Nunavut is one of Canada's territories, and has established several territorial symbols.

==Symbols of Nunavut==

|  | Symbol | Image | Adopted | Remarks and references |
|---|---|---|---|---|
| Coat of arms | Coat of arms of Nunavut | Coat of arms of Nunavut | April 1, 1999 | Contains symbols of the riches of land, sea and sky.
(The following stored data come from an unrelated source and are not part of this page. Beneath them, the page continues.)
PR #18856, opened 2025-12-16
chore: limit map extent

magnew:
Closes: PROD-1084

### Description:

Limits the extent of maps so that you can't zoom out infinitely. This is a bit of a tricky problem since we don't have set container sizes. We need to allow zooming out and try not to show weirdness at the edges. This uses some suggested settings from leaflet to:
- Limit the amount a user can zoom out
- Only repeat the map at the edges once

So fully zoomed out it looks like
Screenshot 2025-12-16 at 16 25 02

I tested a version where we only show one map, but it looks a little...bad. 
Screenshot 2025-12-16 at 16 37 59

I suppose we could make a user setting, but this seems like a reasonable start.

### DIFF
--- a/packages/frontend/src/components/SimpleMap/index.tsx
+++ b/packages/frontend/src/components/SimpleMap/index.tsx
@@ -440,6 +440,12 @@ const SimpleMap: FC<SimpleMapProps> = memo((props) => {
                     zoom={mapConfig.zoom}
                     style={{ height: '100%', width: '100%' }}
                     scrollWheelZoom
+                    minZoom={2}
+                    maxBounds={[
+                        [-90, -180],
+                        [90, 180],
+                    ]}
+                    maxBoundsViscosity={1.0}
                 >
                     <MapRefUpdater mapRef={leafletMapRef} />
                     <MapExtentTracker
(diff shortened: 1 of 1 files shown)


magnew:
* **#18865** <a href="https://app.graphite.com/github/pr/lightdash/lightdash/18865?utm_source=stack-comment-icon" target="_blank">Graphite</a>
* **#18860** <a href="https://app.graphite.com/github/pr/lightdash/lightdash/18860?utm_source=stack-comment-icon" target="_blank">Graphite</a>
* **#18856** <a href="https://app.graphite.com/github/pr/lightdash/lightdash/18856?utm_source=stack-comment-icon" target="_blank">Graphite</a> 👈 <a href="https://app.graphite.com/github/pr/lightdash/lightdash/18856?utm_source=stack-comment-view-in-graphite" target="_blank">(View in Graphite)</a>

The coat of arms was designed by Andrew Qappik. |
| Motto | Nunavut Sannginivut ᓄᓇᕗᑦ ᓴᙱᓂᕗᑦ Nunavut, our strength |  | April 1, 1999 | Granted with other elements of the coat of arms |
| Flag | Flag of Nunavut | Flag of Nunavut | April 1, 1999 | Featuring colours and an inuksuk referring to the geography of Nunavut, as well as Polaris; The North Star; this flag was designed by the same artist as the territory's coat of arms, Andrew Qappik. |
| Mace | The Mace of Nunavut | Mace of the Legislative Assembly of Nunavut | March 30, 1999 | It is the symbol of the authority of the Legislative Assembly. It is a ceremonial staff carried by the Serjeant-at-arms into the Chamber. |
| Flower | Purple Saxifrage Saxifraga oppositifolia | Purple Saxifrage | May 1, 2000 | One of the first plants to flower in the Arctic spring |
| Bird | Rock ptarmigan Aqilgiq ᐊᕐᑭᒡᒋᖅ ᐊᑕᔪᓕᒃ Lagopus mutus | Bird: Rock Ptarmigan | May 1, 2000 | Lives in Nunavut year round |
| Animal | Canadian Inuit Dog Qimmiq ᕿᒻᒥᖅ Canis familiaris borealis | Canadian Inuit Dog | May 1, 2000 | Resident in the Arctic for at least 4000 years |
| Territorial symbol | Inuksuk Inukhuk ᐃᓄᒃᓱᒃ Inukshuk | Inuksuk |  |  |
| Licence plate | Nunavut ᓄᓇᕗᑦ |  | July 2012 | Standard North American rectangular plate |

==Great Seal==

Like Yukon, Nunavut does not have an official Great Seal.